(Collected data)
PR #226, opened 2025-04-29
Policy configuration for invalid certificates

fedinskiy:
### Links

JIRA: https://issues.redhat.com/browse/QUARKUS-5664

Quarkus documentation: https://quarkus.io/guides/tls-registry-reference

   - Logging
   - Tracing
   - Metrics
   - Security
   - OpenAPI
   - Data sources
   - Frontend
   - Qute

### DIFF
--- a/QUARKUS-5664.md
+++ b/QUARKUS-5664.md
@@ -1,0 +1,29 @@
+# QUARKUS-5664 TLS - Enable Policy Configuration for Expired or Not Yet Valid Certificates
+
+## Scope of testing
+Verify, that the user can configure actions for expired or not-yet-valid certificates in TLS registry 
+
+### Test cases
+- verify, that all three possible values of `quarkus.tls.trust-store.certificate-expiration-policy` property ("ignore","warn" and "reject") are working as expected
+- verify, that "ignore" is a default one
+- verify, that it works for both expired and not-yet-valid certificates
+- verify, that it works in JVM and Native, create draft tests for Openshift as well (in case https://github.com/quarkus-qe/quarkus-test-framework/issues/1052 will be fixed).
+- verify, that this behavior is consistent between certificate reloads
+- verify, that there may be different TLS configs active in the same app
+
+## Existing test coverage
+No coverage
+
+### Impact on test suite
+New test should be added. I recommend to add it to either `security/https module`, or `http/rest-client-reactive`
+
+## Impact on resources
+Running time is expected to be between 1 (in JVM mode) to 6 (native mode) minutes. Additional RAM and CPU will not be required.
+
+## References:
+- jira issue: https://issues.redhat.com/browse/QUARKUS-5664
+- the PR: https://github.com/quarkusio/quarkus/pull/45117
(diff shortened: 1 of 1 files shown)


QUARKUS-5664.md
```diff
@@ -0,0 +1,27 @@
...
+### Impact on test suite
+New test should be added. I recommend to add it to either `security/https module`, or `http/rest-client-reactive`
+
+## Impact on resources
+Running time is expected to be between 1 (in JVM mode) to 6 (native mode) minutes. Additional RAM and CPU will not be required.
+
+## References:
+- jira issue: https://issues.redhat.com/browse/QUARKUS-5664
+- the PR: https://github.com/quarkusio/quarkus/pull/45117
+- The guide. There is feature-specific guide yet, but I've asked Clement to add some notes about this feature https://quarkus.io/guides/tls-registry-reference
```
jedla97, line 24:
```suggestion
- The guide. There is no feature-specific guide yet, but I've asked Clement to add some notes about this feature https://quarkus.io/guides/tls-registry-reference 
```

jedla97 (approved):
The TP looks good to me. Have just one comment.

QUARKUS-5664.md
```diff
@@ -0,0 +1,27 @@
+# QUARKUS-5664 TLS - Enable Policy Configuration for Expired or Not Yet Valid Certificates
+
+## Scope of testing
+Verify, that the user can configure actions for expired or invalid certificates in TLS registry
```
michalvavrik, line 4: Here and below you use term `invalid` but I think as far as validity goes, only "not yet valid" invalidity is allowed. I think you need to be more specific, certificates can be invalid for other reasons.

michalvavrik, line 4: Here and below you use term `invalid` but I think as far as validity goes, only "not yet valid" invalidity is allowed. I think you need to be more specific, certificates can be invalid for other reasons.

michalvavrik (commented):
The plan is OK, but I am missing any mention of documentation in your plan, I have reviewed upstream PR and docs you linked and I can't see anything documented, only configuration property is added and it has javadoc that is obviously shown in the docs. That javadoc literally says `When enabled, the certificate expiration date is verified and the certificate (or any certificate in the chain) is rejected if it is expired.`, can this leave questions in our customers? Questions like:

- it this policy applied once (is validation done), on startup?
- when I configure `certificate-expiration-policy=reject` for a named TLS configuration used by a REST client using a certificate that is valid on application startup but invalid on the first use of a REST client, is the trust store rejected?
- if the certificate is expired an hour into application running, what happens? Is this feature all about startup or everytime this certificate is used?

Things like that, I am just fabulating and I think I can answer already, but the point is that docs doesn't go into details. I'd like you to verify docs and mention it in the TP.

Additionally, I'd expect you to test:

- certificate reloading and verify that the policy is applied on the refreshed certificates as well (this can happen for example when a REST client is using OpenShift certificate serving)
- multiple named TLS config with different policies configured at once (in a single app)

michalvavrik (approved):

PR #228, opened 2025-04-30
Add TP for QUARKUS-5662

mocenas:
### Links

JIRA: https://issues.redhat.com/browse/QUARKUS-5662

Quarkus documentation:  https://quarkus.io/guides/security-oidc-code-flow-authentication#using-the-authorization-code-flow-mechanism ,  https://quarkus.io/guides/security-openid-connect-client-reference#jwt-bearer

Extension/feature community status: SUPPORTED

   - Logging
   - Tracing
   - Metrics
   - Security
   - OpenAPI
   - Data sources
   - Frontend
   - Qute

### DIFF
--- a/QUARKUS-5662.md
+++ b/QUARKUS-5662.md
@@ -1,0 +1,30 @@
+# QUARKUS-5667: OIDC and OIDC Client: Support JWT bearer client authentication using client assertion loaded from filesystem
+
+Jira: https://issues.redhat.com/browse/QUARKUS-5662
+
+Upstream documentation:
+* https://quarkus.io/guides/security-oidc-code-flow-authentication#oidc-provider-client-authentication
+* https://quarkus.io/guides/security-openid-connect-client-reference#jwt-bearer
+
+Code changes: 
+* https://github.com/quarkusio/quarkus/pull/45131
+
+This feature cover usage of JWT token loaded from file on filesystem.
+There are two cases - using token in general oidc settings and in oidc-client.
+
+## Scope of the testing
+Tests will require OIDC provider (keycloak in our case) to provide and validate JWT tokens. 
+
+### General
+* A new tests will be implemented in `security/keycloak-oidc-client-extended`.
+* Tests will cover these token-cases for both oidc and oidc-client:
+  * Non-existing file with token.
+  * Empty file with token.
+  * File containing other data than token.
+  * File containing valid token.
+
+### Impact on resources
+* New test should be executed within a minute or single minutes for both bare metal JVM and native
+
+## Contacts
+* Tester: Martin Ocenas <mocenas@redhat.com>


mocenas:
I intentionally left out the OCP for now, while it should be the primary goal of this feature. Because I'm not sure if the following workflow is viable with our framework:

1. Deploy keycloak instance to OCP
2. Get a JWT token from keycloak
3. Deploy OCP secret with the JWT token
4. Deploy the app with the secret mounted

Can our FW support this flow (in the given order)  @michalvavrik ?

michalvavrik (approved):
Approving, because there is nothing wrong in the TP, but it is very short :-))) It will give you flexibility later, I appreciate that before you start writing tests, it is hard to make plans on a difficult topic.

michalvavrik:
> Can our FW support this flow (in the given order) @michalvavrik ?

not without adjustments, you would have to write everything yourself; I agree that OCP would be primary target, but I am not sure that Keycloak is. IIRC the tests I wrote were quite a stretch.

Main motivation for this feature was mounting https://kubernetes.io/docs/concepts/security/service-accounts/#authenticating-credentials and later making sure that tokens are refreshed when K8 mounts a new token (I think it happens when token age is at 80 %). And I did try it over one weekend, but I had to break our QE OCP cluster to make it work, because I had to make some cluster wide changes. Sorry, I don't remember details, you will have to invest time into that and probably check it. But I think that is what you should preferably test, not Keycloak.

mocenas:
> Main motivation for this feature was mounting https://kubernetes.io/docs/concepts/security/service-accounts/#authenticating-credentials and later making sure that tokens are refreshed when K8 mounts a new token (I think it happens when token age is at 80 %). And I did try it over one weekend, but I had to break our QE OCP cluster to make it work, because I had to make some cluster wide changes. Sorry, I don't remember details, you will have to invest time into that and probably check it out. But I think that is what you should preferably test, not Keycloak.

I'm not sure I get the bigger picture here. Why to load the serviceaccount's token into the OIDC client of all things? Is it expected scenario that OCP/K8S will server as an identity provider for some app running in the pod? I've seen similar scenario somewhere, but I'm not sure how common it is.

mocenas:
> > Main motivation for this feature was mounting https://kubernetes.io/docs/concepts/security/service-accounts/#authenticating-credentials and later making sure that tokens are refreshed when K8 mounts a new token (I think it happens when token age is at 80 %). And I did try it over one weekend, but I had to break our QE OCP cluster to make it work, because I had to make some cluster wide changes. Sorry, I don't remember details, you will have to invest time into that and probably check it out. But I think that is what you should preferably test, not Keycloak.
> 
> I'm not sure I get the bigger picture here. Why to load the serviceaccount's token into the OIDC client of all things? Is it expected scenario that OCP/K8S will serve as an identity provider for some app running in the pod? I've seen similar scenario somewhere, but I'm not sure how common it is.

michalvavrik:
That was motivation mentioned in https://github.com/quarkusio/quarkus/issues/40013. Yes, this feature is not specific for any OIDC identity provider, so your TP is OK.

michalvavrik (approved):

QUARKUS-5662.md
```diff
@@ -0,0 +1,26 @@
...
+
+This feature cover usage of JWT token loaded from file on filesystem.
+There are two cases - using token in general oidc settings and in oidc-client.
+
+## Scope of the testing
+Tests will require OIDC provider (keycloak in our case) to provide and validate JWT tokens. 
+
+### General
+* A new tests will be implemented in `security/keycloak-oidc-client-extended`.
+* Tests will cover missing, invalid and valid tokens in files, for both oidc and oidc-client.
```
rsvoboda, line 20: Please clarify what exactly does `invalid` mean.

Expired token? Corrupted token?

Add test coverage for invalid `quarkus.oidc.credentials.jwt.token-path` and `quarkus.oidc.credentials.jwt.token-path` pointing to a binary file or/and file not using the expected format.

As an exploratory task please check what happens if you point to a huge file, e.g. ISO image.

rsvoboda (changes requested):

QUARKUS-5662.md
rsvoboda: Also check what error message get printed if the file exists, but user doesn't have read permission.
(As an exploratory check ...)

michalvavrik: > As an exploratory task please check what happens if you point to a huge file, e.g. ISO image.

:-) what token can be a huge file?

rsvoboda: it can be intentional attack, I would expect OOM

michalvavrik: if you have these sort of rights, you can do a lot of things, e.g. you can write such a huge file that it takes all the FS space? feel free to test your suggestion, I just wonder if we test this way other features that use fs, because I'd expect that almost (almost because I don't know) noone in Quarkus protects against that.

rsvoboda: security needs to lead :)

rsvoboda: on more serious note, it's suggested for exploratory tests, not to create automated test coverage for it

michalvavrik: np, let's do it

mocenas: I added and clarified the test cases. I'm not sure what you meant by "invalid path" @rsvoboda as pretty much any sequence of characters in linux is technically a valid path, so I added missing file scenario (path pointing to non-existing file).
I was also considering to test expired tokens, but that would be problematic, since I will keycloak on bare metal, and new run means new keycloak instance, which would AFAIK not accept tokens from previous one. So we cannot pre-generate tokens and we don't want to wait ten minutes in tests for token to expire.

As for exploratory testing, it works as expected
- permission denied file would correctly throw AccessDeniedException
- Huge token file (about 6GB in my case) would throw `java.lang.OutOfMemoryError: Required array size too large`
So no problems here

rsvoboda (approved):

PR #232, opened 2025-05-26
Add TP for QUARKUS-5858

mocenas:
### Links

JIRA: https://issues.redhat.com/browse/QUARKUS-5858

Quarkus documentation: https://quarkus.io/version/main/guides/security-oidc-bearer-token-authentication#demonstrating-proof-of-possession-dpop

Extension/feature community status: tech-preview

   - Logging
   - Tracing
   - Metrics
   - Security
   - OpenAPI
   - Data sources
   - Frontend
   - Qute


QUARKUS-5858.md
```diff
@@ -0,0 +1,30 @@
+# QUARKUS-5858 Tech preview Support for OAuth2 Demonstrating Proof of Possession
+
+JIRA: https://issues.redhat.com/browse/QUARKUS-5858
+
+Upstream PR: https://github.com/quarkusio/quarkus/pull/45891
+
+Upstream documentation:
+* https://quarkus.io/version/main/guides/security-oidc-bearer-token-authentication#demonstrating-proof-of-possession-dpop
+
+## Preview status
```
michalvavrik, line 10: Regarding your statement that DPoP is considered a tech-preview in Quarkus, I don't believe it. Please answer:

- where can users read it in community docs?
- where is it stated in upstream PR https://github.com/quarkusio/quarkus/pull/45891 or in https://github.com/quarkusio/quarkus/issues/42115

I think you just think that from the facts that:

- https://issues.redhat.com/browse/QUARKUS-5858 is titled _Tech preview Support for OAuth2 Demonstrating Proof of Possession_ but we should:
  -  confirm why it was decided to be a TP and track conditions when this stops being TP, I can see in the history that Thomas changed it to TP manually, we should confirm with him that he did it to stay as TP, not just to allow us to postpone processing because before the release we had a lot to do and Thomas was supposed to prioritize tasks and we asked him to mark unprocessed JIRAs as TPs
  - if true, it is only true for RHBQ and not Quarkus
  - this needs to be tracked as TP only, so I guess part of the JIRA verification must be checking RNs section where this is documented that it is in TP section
* * *
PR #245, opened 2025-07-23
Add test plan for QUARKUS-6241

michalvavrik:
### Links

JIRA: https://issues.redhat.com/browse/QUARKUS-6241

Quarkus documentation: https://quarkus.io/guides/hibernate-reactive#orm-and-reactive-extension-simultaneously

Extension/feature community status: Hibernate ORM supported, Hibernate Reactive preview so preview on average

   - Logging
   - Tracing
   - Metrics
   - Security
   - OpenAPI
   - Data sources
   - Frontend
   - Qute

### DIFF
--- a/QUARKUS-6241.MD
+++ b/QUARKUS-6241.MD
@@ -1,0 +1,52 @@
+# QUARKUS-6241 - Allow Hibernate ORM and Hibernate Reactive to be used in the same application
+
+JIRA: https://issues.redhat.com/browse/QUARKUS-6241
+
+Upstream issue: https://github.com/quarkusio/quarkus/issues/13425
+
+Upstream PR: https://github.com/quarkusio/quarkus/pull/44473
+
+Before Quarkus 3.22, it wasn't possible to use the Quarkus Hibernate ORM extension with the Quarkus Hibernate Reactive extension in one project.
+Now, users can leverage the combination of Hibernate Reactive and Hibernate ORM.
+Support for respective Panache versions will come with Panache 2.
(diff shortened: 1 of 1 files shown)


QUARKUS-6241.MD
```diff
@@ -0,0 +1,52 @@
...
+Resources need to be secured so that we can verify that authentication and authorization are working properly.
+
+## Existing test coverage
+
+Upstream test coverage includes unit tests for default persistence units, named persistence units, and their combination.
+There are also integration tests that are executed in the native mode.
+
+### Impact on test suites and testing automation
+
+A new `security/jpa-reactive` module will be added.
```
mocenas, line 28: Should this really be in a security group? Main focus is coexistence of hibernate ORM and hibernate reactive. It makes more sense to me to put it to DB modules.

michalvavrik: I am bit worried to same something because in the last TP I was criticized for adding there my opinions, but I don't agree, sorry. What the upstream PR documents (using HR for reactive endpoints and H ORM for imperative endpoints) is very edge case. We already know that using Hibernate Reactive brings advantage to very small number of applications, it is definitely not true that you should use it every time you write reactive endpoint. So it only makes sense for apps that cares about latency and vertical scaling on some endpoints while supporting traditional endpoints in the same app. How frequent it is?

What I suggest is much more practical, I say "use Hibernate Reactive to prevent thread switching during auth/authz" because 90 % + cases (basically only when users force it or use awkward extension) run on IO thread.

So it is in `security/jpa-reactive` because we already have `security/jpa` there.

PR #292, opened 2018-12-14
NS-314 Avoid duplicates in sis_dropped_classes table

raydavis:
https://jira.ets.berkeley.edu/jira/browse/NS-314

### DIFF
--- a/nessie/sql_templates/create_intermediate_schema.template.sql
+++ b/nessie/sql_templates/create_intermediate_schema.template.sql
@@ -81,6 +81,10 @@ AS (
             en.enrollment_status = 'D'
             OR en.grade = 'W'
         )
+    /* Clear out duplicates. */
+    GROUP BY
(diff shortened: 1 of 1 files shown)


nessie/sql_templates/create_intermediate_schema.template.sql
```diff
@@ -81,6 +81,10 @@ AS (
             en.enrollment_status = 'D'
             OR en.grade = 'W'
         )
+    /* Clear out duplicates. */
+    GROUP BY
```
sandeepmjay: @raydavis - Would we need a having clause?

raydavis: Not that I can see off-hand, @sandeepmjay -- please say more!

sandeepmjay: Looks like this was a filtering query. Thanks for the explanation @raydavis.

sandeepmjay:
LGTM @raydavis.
...
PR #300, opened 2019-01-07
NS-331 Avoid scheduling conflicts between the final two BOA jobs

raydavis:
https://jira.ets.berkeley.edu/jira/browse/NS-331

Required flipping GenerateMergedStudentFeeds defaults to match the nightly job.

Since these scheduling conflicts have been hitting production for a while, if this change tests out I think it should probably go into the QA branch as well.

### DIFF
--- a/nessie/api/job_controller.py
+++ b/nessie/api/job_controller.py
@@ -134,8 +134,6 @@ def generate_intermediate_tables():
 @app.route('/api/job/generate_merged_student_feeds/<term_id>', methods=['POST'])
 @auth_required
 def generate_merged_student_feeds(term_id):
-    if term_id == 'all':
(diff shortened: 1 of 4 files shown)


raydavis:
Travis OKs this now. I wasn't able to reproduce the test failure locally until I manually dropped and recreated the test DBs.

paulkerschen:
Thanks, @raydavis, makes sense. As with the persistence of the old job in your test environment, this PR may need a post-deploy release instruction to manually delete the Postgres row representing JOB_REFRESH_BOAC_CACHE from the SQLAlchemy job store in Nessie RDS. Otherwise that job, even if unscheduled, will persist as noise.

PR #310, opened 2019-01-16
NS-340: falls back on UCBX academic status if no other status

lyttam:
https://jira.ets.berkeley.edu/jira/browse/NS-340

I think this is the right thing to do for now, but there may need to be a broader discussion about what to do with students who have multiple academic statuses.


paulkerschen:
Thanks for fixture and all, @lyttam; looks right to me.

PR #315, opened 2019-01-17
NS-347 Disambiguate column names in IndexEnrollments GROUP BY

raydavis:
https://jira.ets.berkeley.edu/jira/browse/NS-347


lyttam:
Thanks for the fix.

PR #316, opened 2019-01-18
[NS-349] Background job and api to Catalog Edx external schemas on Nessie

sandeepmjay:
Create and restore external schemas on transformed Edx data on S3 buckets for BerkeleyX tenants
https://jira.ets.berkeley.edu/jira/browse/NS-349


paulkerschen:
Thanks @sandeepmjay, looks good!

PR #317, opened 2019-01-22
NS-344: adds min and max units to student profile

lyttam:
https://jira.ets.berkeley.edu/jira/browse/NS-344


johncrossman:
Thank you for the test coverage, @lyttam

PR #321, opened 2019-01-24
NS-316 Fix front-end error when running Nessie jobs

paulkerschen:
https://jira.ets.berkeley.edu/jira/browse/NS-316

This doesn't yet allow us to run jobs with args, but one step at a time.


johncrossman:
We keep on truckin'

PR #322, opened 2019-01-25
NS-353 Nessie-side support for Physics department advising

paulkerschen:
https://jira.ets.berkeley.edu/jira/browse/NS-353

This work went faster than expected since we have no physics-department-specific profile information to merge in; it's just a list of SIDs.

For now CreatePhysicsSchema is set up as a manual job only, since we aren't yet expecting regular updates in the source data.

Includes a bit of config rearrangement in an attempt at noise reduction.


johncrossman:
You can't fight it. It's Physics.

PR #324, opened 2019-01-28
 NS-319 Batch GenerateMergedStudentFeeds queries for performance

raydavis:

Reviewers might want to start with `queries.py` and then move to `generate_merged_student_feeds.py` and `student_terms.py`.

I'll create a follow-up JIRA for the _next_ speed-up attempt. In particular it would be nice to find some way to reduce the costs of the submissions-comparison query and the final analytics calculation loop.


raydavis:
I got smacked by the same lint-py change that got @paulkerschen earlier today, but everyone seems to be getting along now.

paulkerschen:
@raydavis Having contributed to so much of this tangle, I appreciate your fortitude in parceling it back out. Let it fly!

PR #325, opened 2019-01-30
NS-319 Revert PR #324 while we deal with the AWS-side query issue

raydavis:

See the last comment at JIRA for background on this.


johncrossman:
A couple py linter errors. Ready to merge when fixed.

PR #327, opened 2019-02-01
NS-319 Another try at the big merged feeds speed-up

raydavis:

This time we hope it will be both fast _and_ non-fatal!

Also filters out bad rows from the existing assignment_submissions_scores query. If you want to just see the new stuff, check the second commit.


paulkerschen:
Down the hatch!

▶ Work required
Copy out each line of the records where the word "asked" appears.

▶ Worked solution
+- The guide. There is feature-specific guide yet, but I've asked Clement to add some notes about this feature https://quarkus.io/guides/tls-registry-reference
- The guide. There is no feature-specific guide yet, but I've asked Clement to add some notes about this feature https://quarkus.io/guides/tls-registry-reference 
  -  confirm why it was decided to be a TP and track conditions when this stops being TP, I can see in the history that Thomas changed it to TP manually, we should confirm with him that he did it to stay as TP, not just to allow us to postpone processing because before the release we had a lot to do and Thomas was supposed to prioritize tasks and we asked him to mark unprocessed JIRAs as TPs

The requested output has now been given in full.